§ The problem: Below are entries. Pull out all lines containing "entry".

§ The input:
PR #8306, opened 2022-11-10
Issue8262 some kernel cmdline update is missing in board inspector

tttech-industrial-buchsbaum:
Installing python3-acrn-board-inspector should add a separate grub menu entry (which is also set as default) to ensure the kernel is parameterized correctly for the use with ACRN board inspector. So, rebooting after install will ensure the ACRN board inspector can run within the required environment. Deinstallation completely removes the this temporary entry again.


debian/grub/20_acrn-board-inspector
```diff
@@ -0,0 +1,269 @@
...
+EOF
+}
+
+machine=`uname -m`
+case "x$machine" in
+    xx86_64)
+	GENKERNEL_ARCH="x86"
+	list=
+	for i in /boot/vmlinuz-* /vmlinuz-* /boot/kernel-* ; do
+	    if grub_file_is_not_garbage "$i" ; then list="$list $i" ; fi
```
junjiemao1, line 172: Will this generate one top-level menu entry for each kernel found under /boot? How about adding an upper limit of the numbers of entries to generate?

tttech-industrial-buchsbaum: Yes it will. This is a more or less a copy of what the 10_linux grub-mkconfig helper script does. They also do not limit the number of entries. Since the usual scenario is installing the ACRN board inspector on a fresh install, this will only lead to only one additional top-level menu entry. It virtually doubles the top-level boot entries you had before installing ACRN board inspector. Since this is the way it is also done in other grub helper scripts and considering the main use case I do not think we need any limitation. BTW, after obtaining the board configuration, the board inspector should be deinstalled again before continuing to prepare the system for ACRN!

junjiemao1: One difference between 10_linux/25_linux_acrn and this script is that the later does not create any submenu.

But your point also makes sense: if it is a freshly installed distribution, doubling the top-level entries is not a major concern.

May I know why the board inspector shall be removed?

tttech-industrial-buchsbaum: Does it make sense to have the board inspector on a ACRN enabled system?

tttech-industrial-buchsbaum:
Update PR to remove default boot behavior.

junjiemao1:
> Update PR to remove default boot behavior.

Thanks for updating! Can we merge the second and third commits so that we do not introduce some files only to remove them in the next commit in the git history?

tttech-industrial-buchsbaum:
Finally updated the PR commits correctly by rebasing them. Also folded the former last two commits. This should now be applicable directly without hassles.

junjiemao1 (approved):
LGTM. Thanks!

NanlinXie (approved):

§ Result for this exercise:
Installing python3-acrn-board-inspector should add a separate grub menu entry (which is also set as default) to ensure the kernel is parameterized correctly for the use with ACRN board inspector. So, rebooting after install will ensure the ACRN board inspector can run within the required environment. Deinstallation completely removes the this temporary entry again.
junjiemao1, line 172: Will this generate one top-level menu entry for each kernel found under /boot? How about adding an upper limit of the numbers of entries to generate?
tttech-industrial-buchsbaum: Yes it will. This is a more or less a copy of what the 10_linux grub-mkconfig helper script does. They also do not limit the number of entries. Since the usual scenario is installing the ACRN board inspector on a fresh install, this will only lead to only one additional top-level menu entry. It virtually doubles the top-level boot entries you had before installing ACRN board inspector. Since this is the way it is also done in other grub helper scripts and considering the main use case I do not think we need any limitation. BTW, after obtaining the board configuration, the board inspector should be deinstalled again before continuing to prepare the system for ACRN!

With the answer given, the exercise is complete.